How many lines in the data below contain the string "jade"? State that number only.
** Information provided follows **
PR #309, opened 2015-02-12
Adding a link to the new api docs

jbeezley:
I uploaded the latest jsdoc generated [documentation](http://opengeoscience.github.io/geojs/apidocs/).  There is still a long way to go in writing out the docstrings across the classes and making them consistent, but they are starting to get better.  I also need to look into customizing the output template to both make the docs look better with our class structure.

### DIFF
--- a/examples/index.jade
+++ b/examples/index.jade
@@ -20,7 +20,8 @@ block prepend headerButtons
         li
           a(href="https://github.com/OpenGeoscience/geojs") Source
           a(href="https://github.com/OpenGeoscience/geojs/issues") Bugs
-          a(href="http://geojs.readthedocs.org/en/latest/") Documentation
+          a(href="http://opengeoscience.github.io/geojs/apidocs/") Documentation
+          a(href="http://geojs.readthedocs.org/en/latest/") Developers guide
           a(href="http://my.cdash.org/index.php?project=geojs") Testing
 
 block mainContent


jeffbaumes:
Looks really slick.

ronichoudhury:
This is awesome.  Is it possible to blend this somehow into the Sphinx docs that go up to readthedocs?

jbeezley:
Yes, I started working in that direction a while back.  It is a matter of
creating an output template for sphinx compatible restructured text.  I
decided to use this for now as a fully working sphinx template will take a
while.  In the mean time, I have been watching the development of jsdoc for
internal features that will make the task easier.

ronichoudhury:
Cool.  While I'm being obnoxious about documentation, I thought I might
suggest starting a "cookbook" or tutorials section to the documentation.
The hurricane demo would be a perfect one to start with.  We've got one for
the Tangelo docs and I think it helps to knock out bugs in the user's
experience of creating these things from scratch.

jbeezley:
Agreed, though I think the hurricane one is a bit too complicated.  It is mostly d3 magic anyway.  I have been toying with the idea of creating a bl.ocks style site that will list of bunch of quick one-off demos to show how to do simple things from gists.  I eventually want to reserve the examples page for more full featured applications like the hurricane.

Also, as part of the documentation, I want to add many more examples in the docstrings themselves.  See the [jQuery plugin](http://opengeoscience.github.io/geojs/apidocs/jQuery.fn.geojsMap.html) for what I would like to build to.

jeffbaumes:
Just to throw a wild idea out there - maybe we should have Sitar support both Vega and the GeoJS jQuery plugin input format, which is also essentially JSON though we may need a little function serialization library. The "editor" for GeoJS would just be an ace editor for the JSON text for now. Basically, take @ronichoudhury and @jbeezley's ideas on a bl.ocks-like interfaces for vis and combine them into something awesomer.

ronichoudhury:
This is a great idea @jeffbaumes.

I wonder if we could (well down the road) cook up a "Lyra for GeoJS" based on this idea.  We could name it after a star/constellation that early sailors used for navigation purposes (to keep up with the Vega -> Lyra -> ... name sequence).

jbeezley:
That was kind of the idea behind [this example](http://opengeoscience.github.io/geojs/examples/geoJSON/), but I would be quite happy to make something awesomer.

PR #1803, opened 2023-08-30
DROP TABLE & DROP TABLE IF EXISTS table1, table2 fix

tanscorpio7:
### Description

DROP TABLE IF EXISTS table1, table2 fails and crashes server if multiple table names are provided and a table which actually exist is first in the list followed by atleat one table name which does not actually exist.

1.   If --enable-cassert was set while postgres configure -----> a server crash will be seen on drop table command
2.   If --enable-cassert was not set ( that is assertions are off ) -----> error when dropping tables 'relcache reference testtable is not owned by resource owner TopTransaction'

bbf_ExecDropStmt -> function for dropping extended properties for objects ( e.x. called along with DROP TABLE )
A foreach loop is used for each table included in the drop table statement.  Every loop tries to fetch relation for given object.
Currently when object type is TABLE, the get_object_address is called which sets the relation for the current object, but relation is not set to NULL before the next call to get_object_address in next loop. As a result relation continues with the previous loop value if not set in current loop (ideally relation should be set to null for non existent objects). This later leads to assertion error when trying to close the relation.

FIX :
relation set to NULL at the beginning of each loop.
If relation is null for current object we skip the current loop. 

### Issues Resolved

[BABEL-4367]

1. DROP TABLE 
--> check with single existing table
--> check with multiple table ( existing and non existing ) --error expected 

2. DROP TABLE IF EXISTS
--> check with multiple tables existing and non existing table, existing first
--> non existing first

3 DROP PROCEDURE / DROP PROCEDURE IF EXISTS
4 DROP VIEW / DROP VIEW IF EXISTS
5 DROP TYPE / DROP TYPE IF EXISTS
5 DROP FUNCTION / DROP FUNCTION IF EXISTS

### Check List


contrib/babelfishpg_tsql/src/pl_handler.c
```diff
@@ -5447,14 +5447,15 @@ bbf_ExecDropStmt(DropStmt *stmt)
 	{
 		foreach(cell, stmt->objects)
 		{
+			relation = NULL;
```
surendravishnoi, line 5450: We are also returning at line 5438, please see if problem can happen there where we bail out early if an schema is non-existent

Also look from line 5500 as well, see if we have similar problem or not

test/JDBC/expected/BABEL_4367.out
```diff
@@ -0,0 +1,47 @@
+CREATE TABLE BABEL_4367_1 (
+    id INT
+)
+GO
+
+DROP TABLE BABEL_4367_1, BABEL_4367_2
```
surendravishnoi, line 13: let us also add test case where we have 3 tables and middle one does not exists, first one does not exists (both with and without if exists)

contrib/babelfishpg_tsql/src/pl_handler.c
tanscorpio7: When case is schema: We only have one object
Since DROP SCEHMA allows only one entry.

For procedure, functions, will need changes

tanscorpio7: made changes at two places
1st one covers case for table, view, sequence
2nd one covers procedure, function, type

for schema no change is needed since only one schema is allowed to be dropped at a time

contrib/babelfishpg_tsql/src/pl_handler.c
```diff
@@ -5499,6 +5500,7 @@ bbf_ExecDropStmt(DropStmt *stmt)
 
 		foreach(cell, stmt->objects)
 		{
+			relation = NULL;
```
surendravishnoi, line 5503: let us add tests for TYPE as well. Also, add test for schemas (multiple schema as well even if it gives error)

contrib/babelfishpg_tsql/src/pl_handler.c
```diff
@@ -5516,7 +5518,7 @@ bbf_ExecDropStmt(DropStmt *stmt)
 			if (!HeapTupleIsValid(tuple))
 			{
 				table_close(relation, AccessShareLock);
-				return;
+				continue;
```
surendravishnoi, line 5521: should we continue at 5511 as well?

contrib/babelfishpg_tsql/src/pl_handler.c
tanscorpio7: done

test/JDBC/expected/BABEL_4367.out
```diff
@@ -246,10 +246,99 @@ varchar
...
+CREATE TYPE BABEL_4367_TYPE_1 from datetime
+GO
+
+DROP TYPE BABEL_4367_TYPE_1, BABEL_4367_TYPE_2
+GO
+~~ERROR (Code: 33557097)~~
+
+~~ERROR (Message: syntax error near ',' at line 1 and character position 27)~~
+
+DROP TYPE IF EXISTS BABEL_4367_TYPE_1, BABEL_4367_TYPE_2
```
surendravishnoi, line 259: why is there syntax error, atleast PG allows it

test/JDBC/expected/BABEL_4367.out
```diff
@@ -246,10 +246,99 @@ varchar
...
+DROP TYPE BABEL_4367_TYPE_1
+GO
+
+CREATE TYPE BABEL_4367_TYPE_1 from datetime
+GO
+
+DROP TYPE IF EXISTS BABEL_4367_TYPE_1
+GO
+
+SELECT name FROM sys.views WHERE name in ('BABEL_4367_TYPE_1', 'BABEL_4367_TYPE_2') ORDER BY name ASC
```
surendravishnoi: why selecting from sys.views?

test/JDBC/expected/BABEL_4367.out
```diff
@@ -246,10 +246,99 @@ varchar
...
+
+
+DROP PROCEDURE BABEL_4367_PROCEDURE_3, BABEL_4367_PROCEDURE_1
+GO
+~~ERROR (Code: 3701)~~
+
+~~ERROR (Message: could not find a procedure named "babel_4367_procedure_3")~~
+
+
+DROP PROCEDURE IF EXISTS BABEL_4367_PROCEDURE_1, BABEL_4367_3
```
surendravishnoi: are we mixing table here BABEL_4367_3?

test/JDBC/expected/BABEL_4367.out
tanscorpio7: SQL server does not allow multiple TYPE drop

surendravishnoi (approved):

Issue #1571, opened 2023-06-21
[Bug]: Error with implicit cast for type BIT in select parameters


staticlibs:
### What happened?

Type [BIT](https://learn.microsoft.com/en-us/sql/t-sql/data-types/bit-transact-sql?view=sql-server-ver16) is expected to recognize "string values TRUE and FALSE".

Implicit cast to `bit` for `true` and `false` literals appeared to work in most scenarios, but it fails when such literal is passed as a parameter of type `varchar` in `select` query parameters.

With this table:

```
create table tab1(name1 varchar(42), flag1 bit)
```

The following works correctly:

```
insert into tab1 values('foo', 'true')

declare @out int
exec sp_prepexec @out output, N'@P1 varchar(43)', N'insert into tab1 values(''foo'', @P1)', @P1 = 'true'
exec sp_unprepare @out

select * from tab1 where flag1 = 'true'
```

But the following fails:

```
declare @out int
exec sp_prepexec @out output, N'@P1 varchar(43)', N'select * from tab1 where flag1 = @P1', @P1 = 'true'
exec sp_unprepare @out

ERROR: invalid input syntax for type integer: "true"
```

This breaks existing client code  that passes `true` string parameters like this:

```
conn = pyodbc.connect(...)
cur = conn.cursor()
cur.execute("select * from tab1 where flag1 = ?", ["true"])

pyodbc.ProgrammingError: ('42000', '[42000] [Microsoft][ODBC Driver 18 for SQL Server][SQL Server]invalid input syntax for type integer: "true" (33557097) (SQLExecDirectW)')
```

Note, the problem only happens when `true` literal is passed as a parameter of type `varchar`, it works correctly if the same literal is passed as a parameter of type `bit`:

```
declare @out int
exec sp_prepexec @out output, N'@P1 bit', N'select * from tab1 where flag1 = @P1', @P1 = 'true'
exec sp_unprepare @out
```

The problem happens because the following cast:

```
CREATE CAST (sys.VARCHAR AS INT4)
WITH FUNCTION sys.varchar2int4(sys.VARCHAR) AS IMPLICIT;
```

is incorrectly taken instead of the correct one:

```
CREATE CAST (sys.VARCHAR AS sys.BIT)
WITH FUNCTION sys.varchar2bit(sys.VARCHAR) AS IMPLICIT;
```

[...]

PR #1806, opened 2023-08-30
Fix wrong operator for bit=varchar

wboettge:
### Description

BBF has operators for BIT=INT and BIT=BIT. It must chose to cast the varchar to BIT or to INT. Currently it picks INT as it has a higher precedence, but the cast fails. We should prioritize same-typed operators when picking which to use.

* Checks issue where 'true' was cast to int instead of bit
* Checks the casting applied to cases with date and money types, which also use cross-type operators
* Checks a case where the operator selected for int to varbinary changed. Output type is now int, and out-of-range int consts must now be explicitly cast to bigint, matching T-SQL.

### Issues Resolved

Fixes Issue #1571 
BABEL-4264

### Check List


test/JDBC/input/BABEL-4264.sql
```diff
@@ -0,0 +1,20 @@
+create table babel4264(name1 varchar(42), flag1 bit)
+go
+
+select * from babel4264 where flag1 = CAST('true' as VARCHAR(20))
```
Deepesh125, line 11: Please insert some data

test/JDBC/expected/babel_operators.out
```diff
@@ -3,12 +3,12 @@ SELECT (123 + 0x42);
 SELECT (0x42 + 123);
 GO
 ~~START~~
-bigint
+int
```
Deepesh125, line 6: Make sure that these all changes are expected T-SQL behaviour

contrib/babelfishpg_tsql/src/pltsql_coerce.c
```diff
@@ -742,6 +744,19 @@ tsql_has_func_args_higher_precedence(int n, Oid *inputtypes, FuncCandidateList c
...
 		return true;
 
+	/* Prioritize candidates with same-typed arguments for operators only*/
+	if (candidates_are_opers)
+	{
+		for (i = 1; i < n; ++i)
+		{
+			can1_is_sametype &= argtypes1[i-1] == argtypes1[i];
+			can2_is_sametype &= argtypes2[i-1] == argtypes2[i];
+		}
```
Deepesh125, line 759: there could be unary/prefix operators possible, should we handle it?

Deepesh125 (dismissed):

contrib/babelfishpg_tsql/src/pltsql_coerce.c
wboettge: If we have a unary operator, then n should be 1, meaning we won't enter the for loop and can1/2_is_sametype are both true.

test/JDBC/expected/babel_operators.out
wboettge: T-SQL does choose int as the result type here. Note that as a result of using INT instead of BIGINT for the result type, we can see integer overflows that didn't previously occur in babelfish. But, these overflows match T-SQL behavior.

forestkeeper (approved):

PR #1810, opened 2023-09-01
Allow users to directly insert binary data in octal format from the PG endpoint

Sairakan:
### Description

When connecting through the PG endpoint and attempting to insert binary data in octal form into a table, the data gets incorrectly interpreted as an ASCII string and becomes jumbled garbage. This change allows users to directly insert binary data as octal strings from the PG endpoint.

### Issues Resolved

BABEL-4377

* **Use case based -**

* **Boundary conditions -**

* **Arbitrary inputs -**

* **Negative test cases -**

* **Performance tests -**

* **Tooling impact -**

* **Client tests -**

### Check List


contrib/babelfishpg_common/src/varbinary.c
```diff
@@ -34,6 +34,19 @@
...
+ * that we can reference pltsql_protocol_plugin_ptr to check whether
+ * we are coming from the TDS or PG client. This is required to support
+ * COPY inputs coming from DMS.
+ */
+typedef struct PLtsql_protocol_plugin
+{
+	/* True if Protocol being used by client is TDS. */
+	bool		is_tds_client;
+} PLtsql_protocol_plugin;
+PLtsql_protocol_plugin **pltsql_protocol_plugin_ptr;
```
KushaalShroff: Can this be done in a header file in common?
Also why is it a double pointer?

contrib/babelfishpg_common/src/varbinary.c
```diff
@@ -190,6 +203,12 @@ varbinaryin(PG_FUNCTION_ARGS)
 		PG_RETURN_BYTEA_P(result);
 	}
 
+	if ((!(*pltsql_protocol_plugin_ptr && (*pltsql_protocol_plugin_ptr)->is_tds_client)) &&
```
KushaalShroff: Your condition will be true if pltsql_protocol_plugin_ptr will be NULL as well which is wrong behaviour

contrib/babelfishpg_common/src/varbinary.c
```diff
@@ -190,6 +203,12 @@ varbinaryin(PG_FUNCTION_ARGS)
 		PG_RETURN_BYTEA_P(result);
 	}
 
+	if ((!(*pltsql_protocol_plugin_ptr && (*pltsql_protocol_plugin_ptr)->is_tds_client)) && 
+		(len >= 4 && inputText[0] == '\\')) /* COPY command from DMS, use base byteain() directly */
```
KushaalShroff: Can you explain why are you checking for an arbit len >=4?

contrib/babelfishpg_common/src/varbinary.c
```diff
@@ -34,6 +34,19 @@
 
 #include "instr.h"
 
+/* We need to create a minimal stub of PLtsql_protocol_plugin so
+ * that we can reference pltsql_protocol_plugin_ptr to check whether
+ * we are coming from the TDS or PG client. This is required to support
+ * COPY inputs coming from DMS.
```
KushaalShroff: Such a comment should not go in opensource! Please check the guidelines

contrib/babelfishpg_common/src/varbinary.c
```diff
@@ -190,6 +203,12 @@ varbinaryin(PG_FUNCTION_ARGS)
 		PG_RETURN_BYTEA_P(result);
 	}
 
+	if ((!(*pltsql_protocol_plugin_ptr && (*pltsql_protocol_plugin_ptr)->is_tds_client)) && 
+		(len >= 4 && inputText[0] == '\\')) /* COPY command from DMS, use base byteain() directly */
+	{
+		PG_RETURN_BYTEA_P(DirectFunctionCall1(byteain, (Datum) inputText));
```
KushaalShroff: After this change, is the data stored/retrieved during COPY from PSQL and insert from TDS have no difference? Did we validate this?

KushaalShroff (changes requested):
Even simple insert from PSQL should trigger this change, We should add tests for them.

KushaalShroff:
The title of your PR is also misleading, we were able to insert "binary data" before as well. BYTEA is a stream of bytes and not the actual binary value, so you are now supporting BYTEA values to be inserted in Binary columns (from pg endpoint).

contrib/babelfishpg_common/src/varbinary.c
```diff
@@ -34,6 +34,19 @@
...
+/* We need to create a minimal stub of PLtsql_protocol_plugin so
+ * that we can reference pltsql_protocol_plugin_ptr to check whether
+ * we are coming from the TDS or PG client. This is required to support
+ * COPY inputs coming from DMS.
+ */
+typedef struct PLtsql_protocol_plugin
+{
+	/* True if Protocol being used by client is TDS. */
+	bool		is_tds_client;
+} PLtsql_protocol_plugin;
```
KushaalShroff: I am still not sure how this is working, even in tds we are including the same plugins.
Check tds_int.h
```
#include "../../contrib/babelfishpg_tsql/src/pltsql.h"
#include "../../contrib/babelfishpg_tsql/src/pltsql-2.h"
```

You have not linked the plugins appropriately. Check my comment where pltsql_protocol_plugin_ptr being NULL will be the reason why its working now

Also we are adding dependency between TSQL and common, have we consulted any senior dev? Please include @surendravishnoi

contrib/babelfishpg_common/src/varbinary.c
Sairakan: I have manually validated that the data is identical between COPY and a normal TDS insert of the equivalent data, e.g.
TDS> INSERT INTO t1 VALUES (51)
PG> COPY dbo.t1 FROM STDIN CSV; -- insert \000\000\000\000\000\000\000\000\000\063
both end up with the same data in the table:
```
data                   
----------------------
0x00000000000000000033
```

contrib/babelfishpg_common/src/varbinary.c
Sairakan: This was a safeguard since any octal data must be at minimum `\xxx', so I wanted to a) avoid a segfault in case the string is null or invalid, and b) ensure that it is being executed against a somewhat sane string

contrib/babelfishpg_common/src/varbinary.c
Sairakan: As mentioned, this is a stub that is intended to recreate what is in `pltsql.h` from babelfishpg_tsql. It could be added in a header file, but I think putting it here minimizes the potential blast radius since this is technically a global variable, but I would not want it to be accessible outside of this file.

contrib/babelfishpg_common/src/varbinary.c
Sairakan: This is simply a copy of the `IS_TDS_CLIENT()` macro defined in `pltsql.h`:
```
#define IS_TDS_CLIENT() (*pltsql_protocol_plugin_ptr && \
						 (*pltsql_protocol_plugin_ptr)->is_tds_client)
```
I don't see why it is wrong to have the condition be true if the pointer is NULL - the point is that if we are not in a TDS connection, we want to use the default BYTEA conversion.

contrib/babelfishpg_common/src/varbinary.c
Sairakan: Just checked, and there is one behavior change with this - from the PG endpoint, inserting into a table with an octal string will now use the BYTEA conversion rather than the VARBINARY conversion - however, this can be worked around by directly inserting the VARBINARY value. See below:
```
-- old behavior
babelfish_db=> insert into dbo.t1 values ('\000\063');
INSERT 0 1
babelfish_db=> select * from dbo.t1;
        data
--------------------
 0x5c3030305c303633
(1 row)

-- new behavior
jdbc_testdb=# insert into dbo.t1 values ('\000\063');
INSERT 0 1
jdbc_testdb=# insert into dbo.t1 values ('\x5c3030305c303633');
INSERT 0 1
jdbc_testdb=# select * from dbo.t1;
        data        
--------------------
 0x0033
 0x5c3030305c303633
(2 rows)
```

Ultimately, I don't think this is too much of an issue since this only affects inserting data from the PG endpoint and has a workaround, but it may need to be documented.

contrib/babelfishpg_common/src/varbinary.c
Sairakan: I tried including the headers like you mentioned, but this results in a build failure while trying to load the extension:
```
NOTICE:  installing required extension "babelfishpg_tsql"
NOTICE:  installing required extension "uuid-ossp"
NOTICE:  installing required extension "babelfishpg_common"
ERROR:  could not load library "/local/jasonten/BabelOpenSource/src/postgres/lib/babelfishpg_common.so": /local/jasonten/BabelOpenSource/src/postgres/lib/babelfishpg_common.so: undefined symbol: pltsql_protocol_plugin_ptr
GRANT ALL ON SCHEMA sys to jdbc_user;
ERROR:  schema "sys" does not exist
```

I agree that this is a potentially risky method to getting this code to work, but so far it is the only solution I have found.

Sairakan: Updated to use a hook function. Note that this means that there is now an accompanying change in the engine code to define the hook.

contrib/babelfishpg_common/src/varbinary.c
KushaalShroff: The workaround you mentioned doesnt look feasible and not user friendly. How is the user gonna derive the binary value always?

contrib/babelfishpg_tsql/src/hooks.c
```diff
@@ -91,6 +91,14 @@ static ObjectAddress get_trigger_object_address(List *object, Relation *relp, bo
 Oid			get_tsql_trigger_oid(List *object, const char *tsql_trigger_name, bool object_from_input);
 static Node *transform_like_in_add_constraint(Node *node);
 
+/*****************************************
+ * 			Protocol Hooks
+ *****************************************/
+
+IsTdsClientHookType PrevIsTdsClientHook = NULL;
```
KushaalShroff: We cannot have such a hook in opensource engine, please consult a senior dev like @kuntalghosh @surendravishnoi

contrib/babelfishpg_common/src/varbinary.c
```diff
@@ -190,6 +191,13 @@ varbinaryin(PG_FUNCTION_ARGS)
 		PG_RETURN_BYTEA_P(result);
 	}
 
+	if (!(IsTdsClientHook && (*IsTdsClientHook)()) &&
```
KushaalShroff: What you did before - using a rendevu variable - was better than adding a hook between 2 extensions.
And we are doing the same mistake here that we are gonna use byteain for IsTdsClientHook == NULL, why would we want to keep that behvaiour in varbinaryin? We should not be intrusive with our changes, you are technically making varbinary unusable for people wanting to use only common extension. 
With your change anyone having only common extension and using binary will now be using byteain which is absolutely not what it is intended for

KushaalShroff (changes requested):

contrib/babelfishpg_common/src/varbinary.c
KushaalShroff: Can you create a macro rather than hardcoded 4

contrib/babelfishpg_common/src/varbinary.c
KushaalShroff: We are defeating the purpose of varbinary datatype altogether, check my other comment where I have explained this in detail

contrib/babelfishpg_common/src/varbinary.c
surendravishnoi: we can have direct hook between common and TDS/TSQL using rendevouz variables. No need to go via engine. Also, ideal way to do it is

Find out what logic is specific to TDS vs PSQL
Add a function in TDS to do TDS specific work
Add a rendevouz variable between common and TDS to access the above function
in common
if (tds_hook && tds_hook())
else
   PSQL logic

However, if we have time constraints, just add a hook via rendevouz variable

contrib/babelfishpg_tsql/src/hooks.c
Sairakan: This hook was added at the suggestion of Surendra. I will contact Kuntal to get his opinion as well.

contrib/babelfishpg_common/src/varbinary.c
Sairakan: added a macro for this

contrib/babelfishpg_common/src/varbinary.c
Sairakan: updated to use rendezvous variable instead

contrib/babelfishpg_common/src/varbinary.c
Sairakan: Reworked to use a rendezvous variable again.

contrib/babelfishpg_tsql/src/hooks.c
Sairakan: Reworked to use a rendezvous variable, no longer need the hook

contrib/babelfishpg_common/src/varbinary.c
Sairakan: Oh cool, I didn't know about the existence of rendezvous variables. I'll update the implementation to use them.

contrib/babelfishpg_common/src/varbinary.c
Sairakan: The binary value can be derived by doing an ASCII to hex conversion - for example, they could use https://www.rapidtables.com/convert/number/ascii-to-hex.html to get the hex value to insert.

contrib/babelfishpg_common/src/varbinary.c
Sairakan: The entire point is to use byteain when connecting through the PG endpoint - I just tested this, and even with all extensions installed, when connecting through the PG endpoint `PLtsql_protocol_plugin **protocol_ptr` is NULL. So there is no way to determine whether someone is using only the common extension or not. As mentioned before, there is a workaround if the user manually converts the input to hex first and inserts that as a BYTEA directly.

contrib/babelfishpg_common/src/varbinary.c
Sairakan: Updated to use the existing GUC `psql_logical_babelfish_db_name` - this is a DMS-specific GUC that is not publicly documented anywhere, so it is extremely unlikely that anyone would accidentally set this GUC (unless they were inspecting the open source code). Chatted with Surendra and Bill about this, and they both agree that this is a sufficient restriction on the behavior override.

contrib/babelfishpg_common/src/varbinary.c
Sairakan: Updated to check `psql_logical_babelfish_db_name` GUC instead

contrib/babelfishpg_common/src/varbinary.c
Sairakan: Removed this code, as a hook/rendezvous function is not needed anymore since we now just check a GUC.

PR #1812, opened 2023-09-04
Implemented fix for when column is enclosed in parens (round brackets) and single byte as well as multibyte table and column aliases. 

riyajain39:
### Description

This pull request fix the issue when column name is enclosed in parens (round brackets) and no alias is specified. It also fix the implementation for column and table aliases contain both single byte and multibyte characters whose length less than or more than 64 bytes.

**Issue 1:** Handling of column name when enclosed by any number of parens.
When column is enclosed in parens (round brackets) and no alias is specified, then the column name in result set is returned incorrectly. In such cases the actual column name should come, instead from first characters of query till length of column name. To resolve this issue I added a condition in [pre_transform_target_entry](https://github.com/babelfish-for-postgresql/babelfish_extensions/blob/BABEL_3_X_DEV/contrib/babelfishpg_tsql/src/hooks.c#L1421) that will handle multiple levels of parens and spaces in-between parens.

**Issue 2 :** Handle column and table aliases. 
Column and table alias does not work when alias length is more than or equals to 64 bytes in case of multibyte aliases. When query select 1 as '您对“数据一览“中的车型，颜色，内饰，选装, '; executes through T-SQL endpoint, it causes client to hang and throws protocol error in TDS stream. The logic of pre_transform_target_entry was not handling the aliases contain multibyte characters whose length is more than 64 bytes accurately and overwriting the alias name in case of truncation. To address this problem, I redefined the function and implemented the conditions which will extract identifier name using extract_identifier() and handle both the case when aliases are not delimited as well as delimited with square bracket, single quotes and double quotes.

**Issue 3 :** Aliases with multibyte chars cause MVU failure.
When establishing a view of alias with multibyte chars through T-SQL endpoint and retrieving it's definition from PG end point, extra unreadable chars are appearing at the end of the alias and even we can not use this view through tsql endpoint as it throws protocol error in TDS stream. But while we use similar alias on PG end point, we are able to retrieve it's correct definition. This discrepancy in behaviour is causing MVU failure. After implementing the fix, the correct alias definition is obtained from the PG endpoint, which rectifies the issue.

 
### Issues Resolved

BABEL-4384
BABEL-4231

Signed-off-by: Riya Jain [riyaajn@amazon.com](mailto:riyaajn@amazon.com)

* **Use case based -** Added test case from original bug.

* **Boundary conditions -**

* **Arbitrary inputs -**

* **Negative test cases -**

* **Major version upgrade tests -** Added testcases for 14.latest to 15.latest. 

* **Performance tests -**

* **Tooling impact -**

* **Client tests -**

### Check List


contrib/babelfishpg_tsql/src/hooks.c
```diff
@@ -1447,70 +1447,64 @@ pre_transform_target_entry(ResTarget *res, ParseState *pstate,
...
+                memcpy(alias, identifier_name, alias_len);
+            }
+            else
+            {
+                if(sq)
+                {
+                    colname_start++;
+                }
+                /*
+                * After truncation, maximum truncated length of alias can be 60
```
Deepesh125: add details bit more here, it could be 61 to 63 in case of multibyte chars and we need to handle those cases only.

.github/configuration/upgrade-test-configuration.yml
```diff
@@ -76,7 +76,7 @@ upgrade-version: [[
 ],
 [
   {
-    version: 14.9,
+    version: '14.10',
```
Deepesh125, line 79: Make sure we get approval for this change from @rohit01010 or @basasairohan

test/JDBC/expected/14_10__preparation__BABEL-2877-vu-prepare.out
```diff
@@ -0,0 +1,100 @@
+-- Function
+-- Defaults at different positions
```
Deepesh125, line 2: Make sure we get approval from original writer of BABEL-2877 tests, same for other test files

test/JDBC/upgrade/14_10/schedule
```diff
@@ -409,3 +407,4 @@ babel_varbinary_int4_div
 sys-sql_expression_dependencies
 smalldatetimefromparts-dep
 BABEL_4330
+BABEL-4231
```
Deepesh125: what about upgrade tests for BABEL-4384

Deepesh125 (changes requested):

.github/configuration/upgrade-test-configuration.yml
riyajain39: Yes, I have confirmed from them.

test/JDBC/expected/14_10__preparation__BABEL-2877-vu-prepare.out
riyajain39: Yes, I discussed with Rishabh about it. He suggested me to do this.

test/JDBC/upgrade/14_10/schedule
riyajain39: Resolved.

Deepesh125 (approved):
** End of Information provided **
_Solved problem:_
2